Work order: Line by line, transcribe the material shown below exactly.

++++ Supplied information ++++

PR #261, opened 2025-03-31
abstract class for device interface

d1ssk:

- Format added code by `ruff`

Then, please fill in below:

**Context (if applicable):**
Refactoring and modularization of the device backend interface is required.

- Refactored the `device_interface` API structure into a formal abstract class system.
- Defined abstract classes in `graphix.device_interface`:
  - `DeviceBackend`: an interface for executing MBQC patterns on a backend (real or simulated).
  - `JobHandler`: an interface for managing job lifecycle (status, cancellation, result retrieval).
- These abstract interfaces are now the only contracts `graphix` defines for device execution.
- All device-specific implementations (e.g. for IBMQ) are completely delegated to external packages such as `graphix-ibmq`, which implement and register concrete subclasses.
- Introduced `graphix.backend_factory.get_backend(name: str)`:
  - Supports lazy import of external device backends (e.g., `name="ibmq"`).
  - This allows preserving one-way dependency flow from external backend libraries to `graphix`, while still enabling centralized backend access for users.

**Related issue:**

### DIFF
--- a/graphix/device_backend.py
+++ b/graphix/device_backend.py
@@ -1,0 +1,18 @@
+from typing import Optional
+from graphix.device_interface import DeviceBackend
+from graphix.pattern import Pattern
+
+
+def get_backend(name: str, pattern: Optional[Pattern] = None, **kwargs) -> DeviceBackend:
+    if name == "ibmq":
+        try:
+            from graphix_ibmq.backend import IBMQBackend
+        except ImportError:
+            raise ImportError("Please install graphix-ibmq via `pip install graphix-ibmq`.")
+
+        backend = IBMQBackend(**kwargs)
+        if pattern is not None:
+            backend.set_pattern(pattern)
+        return backend
+    else:
+        raise ValueError(f"Unknown backend: {name}")
--- a/graphix/pattern.py
+++ b/graphix/pattern.py
@@ -18,7 +18,7 @@ import typing_extensions
 from graphix import command, parameter
 from graphix.clifford import Clifford
 from graphix.command import Command, CommandKind
-from graphix.device_interface import PatternRunner
+# from graphix.device_interface import PatternRunner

++++

Result for this exercise:
PR #261, opened 2025-03-31
abstract class for device interface

d1ssk:

- Format added code by `ruff`

Then, please fill in below:

**Context (if applicable):**
Refactoring and modularization of the device backend interface is required.

- Refactored the `device_interface` API structure into a formal abstract class system.
- Defined abstract classes in `graphix.device_interface`:
  - `DeviceBackend`: an interface for executing MBQC patterns on a backend (real or simulated).
  - `JobHandler`: an interface for managing job lifecycle (status, cancellation, result retrieval).
- These abstract interfaces are now the only contracts `graphix` defines for device execution.
- All device-specific implementations (e.g. for IBMQ) are completely delegated to external packages such as `graphix-ibmq`, which implement and register concrete subclasses.
- Introduced `graphix.backend_factory.get_backend(name: str)`:
  - Supports lazy import of external device backends (e.g., `name="ibmq"`).
  - This allows preserving one-way dependency flow from external backend libraries to `graphix`, while still enabling centralized backend access for users.

**Related issue:**

### DIFF
--- a/graphix/device_backend.py
+++ b/graphix/device_backend.py
@@ -1,0 +1,18 @@
+from typing import Optional
+from graphix.device_interface import DeviceBackend
+from graphix.pattern import Pattern
+
+
+def get_backend(name: str, pattern: Optional[Pattern] = None, **kwargs) -> DeviceBackend:
+    if name == "ibmq":
+        try:
+            from graphix_ibmq.backend import IBMQBackend
+        except ImportError:
+            raise ImportError("Please install graphix-ibmq via `pip install graphix-ibmq`.")
+
+        backend = IBMQBackend(**kwargs)
+        if pattern is not None:
+            backend.set_pattern(pattern)
+        return backend
+    else:
+        raise ValueError(f"Unknown backend: {name}")
--- a/graphix/pattern.py
+++ b/graphix/pattern.py
@@ -18,7 +18,7 @@ import typing_extensions
 from graphix import command, parameter
 from graphix.clifford import Clifford
 from graphix.command import Command, CommandKind
-from graphix.device_interface import PatternRunner
+# from graphix.device_interface import PatternRunner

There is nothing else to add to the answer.